The findings indicate that carotid ultrasound could be a useful addition to cardiovascular risk stratification among these patients.

“Traditional algorithms do not consider other factors that may contribute to increased cardiovascular risk in rheumatic disease patients and tend to underestimate cardiovascular risk,” wrote Dr. Sobchak of the University of Toronto and coauthors.

“The advantage of ultrasound over other modalities for vascular imaging includes lack of radiation, low cost of the examination, and its widespread use in rheumatology for joint evaluation. Thus, this assessment could potentially be performed ‘at the bedside’ during consultation to provide immediate valuable information to complement clinical data from history, physical examination, and laboratory data,” they added.

The study retrospectively examined a prospective, observational cohort of 559 patients with psoriasis alone or psoriasis and psoriatic arthritis enrolled in the University of Toronto Psoriatic Disease Program. The investigators evaluated five ultrasound measures of atherosclerosis, including total plaque area (TPA), mean carotid intima-media thickness (cIMT), maximal cIMT, plaque category, and TPA category. Then they analyzed the risk relationship with major cardiovascular events (CVEs) classified as myocardial infarction, unstable angina, ischemic stroke, revascularization procedures, or cardiovascular-related death. Minor CVEs included stable angina, exacerbation of congestive heart failure, and transient ischemic attack over a mean follow-up close to 4 years.
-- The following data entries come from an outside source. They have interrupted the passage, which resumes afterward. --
PR #853, opened 2024-02-26
Fixed 1.20.3 and 1.20.4 loginPacket version was set incorrectly on da…

n-qber:
In data/dataPaths.json the loginPacket version was set to 1.19.2, but changes were made in 1.20.2 what lead to issues when using loginPacket for 1.20.3 and 1.20.4, updating them in data/dataPaths.json solves the issues

### DIFF
--- a/data/dataPaths.json
+++ b/data/dataPaths.json
@@ -1294,7 +1294,7 @@
       "particles": "pc/1.20.3",
       "blockLoot": "pc/1.20",
       "entityLoot": "pc/1.20",
-      "loginPacket": "pc/1.19.2",
+      "loginPacket": "pc/1.20.2",
       "tints": "pc/1.20.2",
       "mapIcons": "pc/1.20.2",
       "commands": "pc/1.20.3"
@@ -1319,7 +1319,7 @@
       "particles": "pc/1.20.3",
       "blockLoot": "pc/1.20",
       "entityLoot": "pc/1.20",
-      "loginPacket": "pc/1.19.2",
+      "loginPacket": "pc/1.20.2",
       "tints": "pc/1.20.2",
       "mapIcons": "pc/1.20.2",
       "commands": "pc/1.20.3"


wgaylord:
Would be better to get a 1.20.3 / 1.20.4 logging packet from nmp then use the 1.20.2 packet.

n-qber:
Thanks for the reply, while trying to execute that, I fond out the problem was not on the login event, but rather the "registry_data" event sent by the server:

The code below show the line where registry_data is sent, note that it relies on options.registryCodec
https://github.com/PrismarineJS/node-minecraft-protocol/blob/e50b604a60403e7412e5124f29cc31a2c00d66ab/src/server/login.js#L214

Note, in the code below, that options.registryCodec comes from either _options, mcData or mcData.loginPacket_
https://github.com/PrismarineJS/node-minecraft-protocol/blob/e50b604a60403e7412e5124f29cc31a2c00d66ab/src/createServer.js#L49

I manually checked and for all versions noted here: _1.20.2, 1.20.3 and 1.20.4_ the value for mcData.registryCodec is indeed undefined, which means that the value (options.registryCodec) used gets set to mcData.loginPacket.dimensionCodec.

So to implement your idea I had to set the option registryCodec to the updated version (1.20.2) so that it doesn't use the (1.19.2) version:

```javascript
const mc = require('minecraft-protocol')
const nbt = require('prismarine-nbt')


const mcData =        require('minecraft-data')('1.20.4') // VERSION BEING USED (ends up using loginPacket 1.19.2 version)
const updatedMcData = require('minecraft-data')('1.20.2') // VERSION THAT SHOULD BE USED (uses 1.20.2 loginPacket version)

console.log(mcData.registryCodec)
console.log(updatedMcData.registryCodec)

const noOptionServer = mc.createServer({
  port: 25565,
  version: '1.20.4',
  motd: "No option set"
});

const currentOptionServer = mc.createServer({
  port: 25566,           // optional
  version: '1.20.4',
  motd: "Current Option Set",
  registryCodec: mcData.loginPacket.dimensionCodec
});

// noOptionServer and currentOptionServer will use the same registryCodec, because of what I
// mentioned earlier

const updatedOptionServer = mc.createServer({
  port: 25567,           // optional
  version: '1.20.4',
  motd: "Updated Option",
  registryCodec: updatedMcData.loginPacket.dimensionCodec
});


// Note that the first two severs, generate errors on the client, while the last one allows the login process
// In this example they don't generate a world so the client will wait on "Joining world..." screen forever
```

wgaylord:
Still the correct way to do this would be the get the Login Packet for 1.20.4 from node-minecraft-protocol's tests for 1.20.4

extremeheat:
I agree there should be a line at https://github.com/PrismarineJS/node-minecraft-protocol/blob/e50b604a60403e7412e5124f29cc31a2c00d66ab/src/createServer.js#L49 explaining what's happening.

First, the user can specify a custom dimensionCodec within the options. Or, if the dimension codec exists inside minecraft-data exported as .registryCodec, then that will be used. We currently don't expose this information like this at the moment, but this could be done in a future PR.

Finally, the method gets the dimension codec from the login packet. This is how it's done in versions prior to 1.20.*. For compatibility with existing code, we just keep the dimension codec inside the login packet when generating it. The intended way to generate the loginPacket.json per the [doc](https://github.com/PrismarineJS/minecraft-data/blob/master/doc/add-data-new-version.md) is to run the tests inside node-minecraft-protocol, which will automatically generate loginPacket.json's for all the versions tested.

So again, just run `npm test` inside nmp to get these files.

rom1504:
this is better than master state; merging

PR #864, opened 2024-03-22
Bedrock 1.19.80-1.20.71 blocks data

FreezeEngine:
- 1.20.50-1.20.71 should be close to perfect
- 1.19.80-1.20.40 blockStates and blocks tested but other data not sure

Data from extractor + used "checkout" to rollback some repos to generate older data


extremeheat:
Would be great if there was a way to test this data

FreezeEngine:
> Would be great if there was a way to test this data

Block states were generated from geyser palletes, I have ran a small test on first state of almost each block, I think I can publish it soon (basically takes block names from block enum in avaliable commands packet, runs /setblock foraech of them and awaits for block to change -> gets block name from blocksByStateId and compares)

Also might be able to implement it as a test here

.60 and .70 data I tested with my bot by looking if it decoded pallete correctly and if it fell through the world, collisions were always strange on some blocks, seems like state to correct bounding box is not working propperly (mostly feels like every state has only one collision or is rotated wrongly except for default state)

extremeheat:
Yes, right now there is no way to validate this data, but there should be. The server sends a block palette checksum so we could check against that in the future. But ideally this is all automated without needing manual work.

extremeheat:
In the meantime though I'll merge to not create a PR backlog, we can figure out the validation later

PR #869, opened 2024-04-01
Add blocks.json to 1.20.71

AnyBananaGAME:
Blocks change in every version and not everyone knows and has a way of dumping them so ill pr em


AnyBananaGAME:
It appears that it may be

AnyBananaGAME:
compared the state ids and they look same to me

The mean baseline TPA was 0.18 cm2 and mean cIMT was 639 mcm. Most patients had plaques, including 27.0% with unilateral and 31.5% with bilateral plaques.

The rate of a first CVE during the study period was 1.11 per 100 patient-years, and the rate of a first major CVE was 0.91 per 100 patient-years. The risk of each was significantly related to a higher baseline burden of atherosclerosis.

A multivariate analysis determined that increased TPA at baseline increased the risk of an event by nearly 200% (hazard ratio, 2.85). Mean cIMT was not an independent predictor in the final analysis, “suggesting that TPA is a stronger predictor for CVE than cIMT,” the authors wrote.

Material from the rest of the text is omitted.